• _Task item_:
Collect each line of the records containing the string "resource".
--- START ---
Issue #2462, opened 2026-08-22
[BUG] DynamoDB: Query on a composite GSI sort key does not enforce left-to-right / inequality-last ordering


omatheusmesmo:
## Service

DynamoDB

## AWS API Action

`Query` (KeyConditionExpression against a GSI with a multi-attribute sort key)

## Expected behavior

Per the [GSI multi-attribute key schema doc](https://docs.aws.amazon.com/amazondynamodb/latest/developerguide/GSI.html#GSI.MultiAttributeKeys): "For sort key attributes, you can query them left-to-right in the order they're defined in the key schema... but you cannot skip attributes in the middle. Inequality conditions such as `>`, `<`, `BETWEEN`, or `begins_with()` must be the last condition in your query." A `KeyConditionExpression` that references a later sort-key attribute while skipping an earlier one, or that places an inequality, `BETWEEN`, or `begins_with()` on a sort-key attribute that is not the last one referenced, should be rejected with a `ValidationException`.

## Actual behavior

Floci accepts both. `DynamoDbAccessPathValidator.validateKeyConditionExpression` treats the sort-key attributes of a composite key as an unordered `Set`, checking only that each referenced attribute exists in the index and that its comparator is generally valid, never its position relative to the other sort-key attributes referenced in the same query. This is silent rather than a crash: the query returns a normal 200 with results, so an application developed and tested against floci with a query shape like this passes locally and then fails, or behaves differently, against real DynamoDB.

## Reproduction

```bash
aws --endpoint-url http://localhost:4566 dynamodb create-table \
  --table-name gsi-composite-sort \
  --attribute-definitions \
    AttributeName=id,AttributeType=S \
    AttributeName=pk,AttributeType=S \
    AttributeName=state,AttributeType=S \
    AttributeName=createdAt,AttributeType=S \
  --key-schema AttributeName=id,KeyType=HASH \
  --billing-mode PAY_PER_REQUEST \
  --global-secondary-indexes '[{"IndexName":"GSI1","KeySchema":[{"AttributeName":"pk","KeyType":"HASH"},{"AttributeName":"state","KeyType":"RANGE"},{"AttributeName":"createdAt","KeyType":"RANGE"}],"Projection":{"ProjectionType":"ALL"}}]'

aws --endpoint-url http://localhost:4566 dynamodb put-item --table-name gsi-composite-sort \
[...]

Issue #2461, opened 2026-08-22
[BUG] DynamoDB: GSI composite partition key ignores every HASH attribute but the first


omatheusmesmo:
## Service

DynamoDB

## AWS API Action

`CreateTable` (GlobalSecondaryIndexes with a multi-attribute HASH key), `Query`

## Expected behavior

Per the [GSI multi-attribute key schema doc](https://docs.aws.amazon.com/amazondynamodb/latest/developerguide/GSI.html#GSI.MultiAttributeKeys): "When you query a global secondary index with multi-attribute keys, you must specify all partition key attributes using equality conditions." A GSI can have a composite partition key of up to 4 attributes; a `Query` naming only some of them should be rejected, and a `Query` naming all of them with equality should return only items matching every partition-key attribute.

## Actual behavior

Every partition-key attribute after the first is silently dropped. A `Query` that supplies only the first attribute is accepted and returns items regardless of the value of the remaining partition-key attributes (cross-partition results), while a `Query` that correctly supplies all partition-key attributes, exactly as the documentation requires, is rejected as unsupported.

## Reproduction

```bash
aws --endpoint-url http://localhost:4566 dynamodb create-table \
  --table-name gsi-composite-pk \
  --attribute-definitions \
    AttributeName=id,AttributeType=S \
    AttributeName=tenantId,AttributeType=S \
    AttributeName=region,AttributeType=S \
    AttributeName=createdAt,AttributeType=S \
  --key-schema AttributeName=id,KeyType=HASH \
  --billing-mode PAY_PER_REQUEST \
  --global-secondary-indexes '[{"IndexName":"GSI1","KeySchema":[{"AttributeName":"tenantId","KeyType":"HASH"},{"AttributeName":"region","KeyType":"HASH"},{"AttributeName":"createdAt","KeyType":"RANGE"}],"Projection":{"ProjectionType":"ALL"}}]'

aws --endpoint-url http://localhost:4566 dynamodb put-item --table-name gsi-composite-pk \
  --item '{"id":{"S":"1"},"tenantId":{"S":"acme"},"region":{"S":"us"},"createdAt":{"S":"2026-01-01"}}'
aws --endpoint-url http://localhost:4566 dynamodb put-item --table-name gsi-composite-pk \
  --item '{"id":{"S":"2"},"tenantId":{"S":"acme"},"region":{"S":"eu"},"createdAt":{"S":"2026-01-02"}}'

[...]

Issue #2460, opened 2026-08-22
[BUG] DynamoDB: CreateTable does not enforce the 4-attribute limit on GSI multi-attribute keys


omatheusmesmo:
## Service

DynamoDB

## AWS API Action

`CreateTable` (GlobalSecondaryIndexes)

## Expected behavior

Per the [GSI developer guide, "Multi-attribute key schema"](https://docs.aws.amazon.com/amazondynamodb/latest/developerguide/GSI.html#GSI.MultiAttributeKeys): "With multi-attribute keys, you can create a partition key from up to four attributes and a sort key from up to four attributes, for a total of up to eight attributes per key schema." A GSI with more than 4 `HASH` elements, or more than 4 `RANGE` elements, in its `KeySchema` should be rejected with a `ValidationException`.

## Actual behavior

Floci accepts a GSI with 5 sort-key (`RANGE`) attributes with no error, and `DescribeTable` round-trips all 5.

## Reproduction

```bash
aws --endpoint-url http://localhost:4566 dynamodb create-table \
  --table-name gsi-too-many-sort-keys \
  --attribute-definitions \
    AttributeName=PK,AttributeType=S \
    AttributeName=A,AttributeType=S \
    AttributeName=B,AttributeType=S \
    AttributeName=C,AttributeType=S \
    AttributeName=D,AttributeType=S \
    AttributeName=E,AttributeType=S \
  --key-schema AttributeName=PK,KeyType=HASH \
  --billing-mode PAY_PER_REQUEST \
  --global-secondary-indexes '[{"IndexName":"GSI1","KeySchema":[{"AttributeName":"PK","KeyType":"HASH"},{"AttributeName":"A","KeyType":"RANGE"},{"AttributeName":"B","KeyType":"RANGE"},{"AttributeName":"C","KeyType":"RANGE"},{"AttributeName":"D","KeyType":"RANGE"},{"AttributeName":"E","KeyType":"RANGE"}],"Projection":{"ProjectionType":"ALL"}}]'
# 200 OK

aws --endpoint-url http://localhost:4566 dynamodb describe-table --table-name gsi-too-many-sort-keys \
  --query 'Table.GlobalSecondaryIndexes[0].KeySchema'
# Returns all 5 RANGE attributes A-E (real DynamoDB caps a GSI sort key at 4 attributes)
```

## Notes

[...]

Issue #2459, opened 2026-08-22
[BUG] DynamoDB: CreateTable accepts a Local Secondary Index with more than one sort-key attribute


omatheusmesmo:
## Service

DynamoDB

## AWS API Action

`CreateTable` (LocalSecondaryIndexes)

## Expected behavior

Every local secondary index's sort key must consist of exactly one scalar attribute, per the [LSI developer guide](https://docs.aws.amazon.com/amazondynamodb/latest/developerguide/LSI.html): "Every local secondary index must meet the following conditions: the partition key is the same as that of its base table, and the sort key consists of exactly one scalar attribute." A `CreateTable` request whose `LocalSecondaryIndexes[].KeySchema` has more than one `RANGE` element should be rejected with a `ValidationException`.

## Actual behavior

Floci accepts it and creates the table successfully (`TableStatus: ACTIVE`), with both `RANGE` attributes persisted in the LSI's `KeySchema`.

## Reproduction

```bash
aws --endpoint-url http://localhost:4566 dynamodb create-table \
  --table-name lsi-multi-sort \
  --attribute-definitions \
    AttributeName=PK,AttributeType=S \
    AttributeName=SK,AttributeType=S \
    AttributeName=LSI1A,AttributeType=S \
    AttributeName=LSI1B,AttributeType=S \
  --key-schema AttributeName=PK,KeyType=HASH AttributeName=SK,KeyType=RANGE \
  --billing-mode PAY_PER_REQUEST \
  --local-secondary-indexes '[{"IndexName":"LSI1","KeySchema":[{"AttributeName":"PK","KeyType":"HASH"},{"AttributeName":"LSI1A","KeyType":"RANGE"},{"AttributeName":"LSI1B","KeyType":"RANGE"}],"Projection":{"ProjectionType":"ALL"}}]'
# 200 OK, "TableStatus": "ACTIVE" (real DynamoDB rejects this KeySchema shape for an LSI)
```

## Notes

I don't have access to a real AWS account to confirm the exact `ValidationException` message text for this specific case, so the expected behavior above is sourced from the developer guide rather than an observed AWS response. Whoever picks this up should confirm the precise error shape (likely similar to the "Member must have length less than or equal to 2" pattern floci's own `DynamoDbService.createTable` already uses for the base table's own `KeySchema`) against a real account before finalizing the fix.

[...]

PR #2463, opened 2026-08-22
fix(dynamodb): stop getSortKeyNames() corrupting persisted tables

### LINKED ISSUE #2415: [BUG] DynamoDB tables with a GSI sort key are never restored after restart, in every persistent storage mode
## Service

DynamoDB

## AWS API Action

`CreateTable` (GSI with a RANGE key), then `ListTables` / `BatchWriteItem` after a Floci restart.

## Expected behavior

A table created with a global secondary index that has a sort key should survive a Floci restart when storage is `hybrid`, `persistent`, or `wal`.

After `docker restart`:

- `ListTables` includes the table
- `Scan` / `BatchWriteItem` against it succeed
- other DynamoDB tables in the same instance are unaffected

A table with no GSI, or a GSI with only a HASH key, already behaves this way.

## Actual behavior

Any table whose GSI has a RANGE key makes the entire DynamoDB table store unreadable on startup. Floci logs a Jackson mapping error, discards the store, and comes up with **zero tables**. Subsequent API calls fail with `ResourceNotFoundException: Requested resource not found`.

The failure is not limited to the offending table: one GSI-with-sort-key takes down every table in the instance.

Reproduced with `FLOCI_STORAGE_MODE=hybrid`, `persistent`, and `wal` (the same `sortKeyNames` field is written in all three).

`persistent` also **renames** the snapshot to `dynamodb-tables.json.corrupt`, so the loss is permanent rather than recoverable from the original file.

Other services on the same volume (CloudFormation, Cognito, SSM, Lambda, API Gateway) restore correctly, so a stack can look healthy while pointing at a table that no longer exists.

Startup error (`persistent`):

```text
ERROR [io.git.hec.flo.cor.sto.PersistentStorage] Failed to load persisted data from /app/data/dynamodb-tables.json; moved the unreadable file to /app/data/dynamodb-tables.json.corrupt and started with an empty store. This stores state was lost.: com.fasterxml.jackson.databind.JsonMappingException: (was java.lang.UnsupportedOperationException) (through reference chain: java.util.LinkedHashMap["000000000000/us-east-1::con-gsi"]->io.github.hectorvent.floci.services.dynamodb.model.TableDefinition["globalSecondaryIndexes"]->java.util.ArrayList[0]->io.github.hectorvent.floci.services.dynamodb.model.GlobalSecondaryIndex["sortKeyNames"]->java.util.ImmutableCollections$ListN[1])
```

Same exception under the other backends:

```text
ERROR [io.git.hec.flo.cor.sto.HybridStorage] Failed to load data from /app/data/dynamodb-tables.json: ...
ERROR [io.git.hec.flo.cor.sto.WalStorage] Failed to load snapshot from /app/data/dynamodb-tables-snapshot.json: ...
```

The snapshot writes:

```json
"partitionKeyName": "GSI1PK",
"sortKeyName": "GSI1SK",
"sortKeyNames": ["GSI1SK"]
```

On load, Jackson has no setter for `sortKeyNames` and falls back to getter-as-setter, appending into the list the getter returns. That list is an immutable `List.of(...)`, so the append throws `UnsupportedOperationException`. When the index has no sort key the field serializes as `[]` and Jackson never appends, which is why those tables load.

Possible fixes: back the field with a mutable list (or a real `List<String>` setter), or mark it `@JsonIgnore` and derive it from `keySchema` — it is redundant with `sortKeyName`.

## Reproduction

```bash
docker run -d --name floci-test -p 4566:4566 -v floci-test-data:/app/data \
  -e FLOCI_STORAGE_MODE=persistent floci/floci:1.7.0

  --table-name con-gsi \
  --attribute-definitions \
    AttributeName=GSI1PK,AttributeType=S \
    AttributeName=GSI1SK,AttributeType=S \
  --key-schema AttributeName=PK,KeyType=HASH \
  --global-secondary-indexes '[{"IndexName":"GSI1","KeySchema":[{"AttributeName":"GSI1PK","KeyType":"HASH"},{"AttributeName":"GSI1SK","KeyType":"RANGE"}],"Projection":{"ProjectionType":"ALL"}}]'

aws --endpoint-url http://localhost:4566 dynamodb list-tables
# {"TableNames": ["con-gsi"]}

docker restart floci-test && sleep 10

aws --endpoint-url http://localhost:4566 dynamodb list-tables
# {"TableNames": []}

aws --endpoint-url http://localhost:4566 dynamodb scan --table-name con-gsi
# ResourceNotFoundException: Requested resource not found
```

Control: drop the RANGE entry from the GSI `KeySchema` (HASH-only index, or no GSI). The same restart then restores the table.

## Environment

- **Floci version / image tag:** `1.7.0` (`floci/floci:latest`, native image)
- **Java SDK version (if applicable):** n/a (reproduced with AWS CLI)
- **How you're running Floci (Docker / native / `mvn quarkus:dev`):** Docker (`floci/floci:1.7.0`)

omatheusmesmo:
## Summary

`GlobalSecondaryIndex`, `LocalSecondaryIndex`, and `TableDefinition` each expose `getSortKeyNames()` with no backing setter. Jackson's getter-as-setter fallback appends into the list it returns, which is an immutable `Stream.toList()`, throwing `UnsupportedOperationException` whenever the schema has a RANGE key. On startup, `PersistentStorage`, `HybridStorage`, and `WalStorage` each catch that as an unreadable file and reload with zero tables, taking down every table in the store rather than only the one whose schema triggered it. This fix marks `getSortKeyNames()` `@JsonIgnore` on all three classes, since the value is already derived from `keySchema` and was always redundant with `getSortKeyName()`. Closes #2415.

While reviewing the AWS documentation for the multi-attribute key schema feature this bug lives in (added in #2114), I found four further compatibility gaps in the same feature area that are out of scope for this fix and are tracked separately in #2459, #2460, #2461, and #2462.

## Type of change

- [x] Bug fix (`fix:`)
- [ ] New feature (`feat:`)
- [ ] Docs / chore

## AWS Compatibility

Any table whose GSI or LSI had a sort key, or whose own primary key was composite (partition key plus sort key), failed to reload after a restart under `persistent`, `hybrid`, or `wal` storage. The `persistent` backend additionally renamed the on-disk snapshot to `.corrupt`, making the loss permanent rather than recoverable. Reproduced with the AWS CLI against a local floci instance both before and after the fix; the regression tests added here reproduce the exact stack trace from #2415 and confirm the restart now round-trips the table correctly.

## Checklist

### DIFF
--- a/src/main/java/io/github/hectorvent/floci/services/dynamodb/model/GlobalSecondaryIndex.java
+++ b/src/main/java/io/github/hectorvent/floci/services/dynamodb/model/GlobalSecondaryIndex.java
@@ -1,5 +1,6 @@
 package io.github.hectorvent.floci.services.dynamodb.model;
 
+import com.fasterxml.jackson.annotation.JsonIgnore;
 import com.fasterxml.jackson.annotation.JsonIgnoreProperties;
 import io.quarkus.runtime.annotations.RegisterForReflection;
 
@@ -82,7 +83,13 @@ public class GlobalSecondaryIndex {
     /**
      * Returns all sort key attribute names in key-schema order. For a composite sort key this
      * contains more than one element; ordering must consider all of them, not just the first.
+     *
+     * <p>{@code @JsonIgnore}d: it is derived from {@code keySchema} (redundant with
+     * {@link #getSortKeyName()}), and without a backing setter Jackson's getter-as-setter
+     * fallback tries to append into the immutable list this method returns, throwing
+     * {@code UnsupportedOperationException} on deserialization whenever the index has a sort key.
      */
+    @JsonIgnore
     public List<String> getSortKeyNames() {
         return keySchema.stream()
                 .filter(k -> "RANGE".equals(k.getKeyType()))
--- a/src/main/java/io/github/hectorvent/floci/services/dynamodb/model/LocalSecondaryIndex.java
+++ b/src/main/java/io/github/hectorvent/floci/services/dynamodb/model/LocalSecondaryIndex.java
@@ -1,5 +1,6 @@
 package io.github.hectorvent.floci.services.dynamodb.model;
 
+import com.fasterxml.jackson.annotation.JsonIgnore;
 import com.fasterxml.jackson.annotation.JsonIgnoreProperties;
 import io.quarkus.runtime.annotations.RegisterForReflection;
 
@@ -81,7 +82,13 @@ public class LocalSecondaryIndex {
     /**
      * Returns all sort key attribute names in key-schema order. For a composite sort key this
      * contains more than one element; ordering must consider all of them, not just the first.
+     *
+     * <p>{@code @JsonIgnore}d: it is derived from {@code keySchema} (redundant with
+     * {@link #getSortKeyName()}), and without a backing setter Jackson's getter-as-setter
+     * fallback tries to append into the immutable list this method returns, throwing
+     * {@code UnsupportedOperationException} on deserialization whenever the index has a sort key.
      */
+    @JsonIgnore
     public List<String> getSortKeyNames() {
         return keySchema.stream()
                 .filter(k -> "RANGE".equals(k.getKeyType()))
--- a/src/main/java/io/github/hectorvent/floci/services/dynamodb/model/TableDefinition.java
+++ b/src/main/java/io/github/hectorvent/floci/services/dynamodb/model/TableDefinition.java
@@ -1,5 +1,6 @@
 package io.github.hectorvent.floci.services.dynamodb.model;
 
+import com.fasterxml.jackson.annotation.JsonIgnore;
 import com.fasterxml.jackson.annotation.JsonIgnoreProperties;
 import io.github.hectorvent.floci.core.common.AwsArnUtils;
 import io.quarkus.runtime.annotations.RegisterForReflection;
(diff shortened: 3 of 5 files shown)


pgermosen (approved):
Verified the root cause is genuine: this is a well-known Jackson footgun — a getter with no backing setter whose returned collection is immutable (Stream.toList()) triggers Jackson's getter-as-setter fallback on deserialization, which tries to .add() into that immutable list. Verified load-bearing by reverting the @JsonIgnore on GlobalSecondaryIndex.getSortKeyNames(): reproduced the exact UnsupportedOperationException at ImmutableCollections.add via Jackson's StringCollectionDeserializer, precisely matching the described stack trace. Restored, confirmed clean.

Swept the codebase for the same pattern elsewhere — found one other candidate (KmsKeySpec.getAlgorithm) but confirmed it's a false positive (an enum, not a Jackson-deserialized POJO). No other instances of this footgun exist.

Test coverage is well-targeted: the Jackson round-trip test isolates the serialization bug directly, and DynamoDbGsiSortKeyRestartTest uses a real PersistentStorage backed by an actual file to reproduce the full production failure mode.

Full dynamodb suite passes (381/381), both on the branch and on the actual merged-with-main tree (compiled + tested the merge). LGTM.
--- END ---
• _Expected answer_:
Any table whose GSI has a RANGE key makes the entire DynamoDB table store unreadable on startup. Floci logs a Jackson mapping error, discards the store, and comes up with **zero tables**. Subsequent API calls fail with `ResourceNotFoundException: Requested resource not found`.
# ResourceNotFoundException: Requested resource not found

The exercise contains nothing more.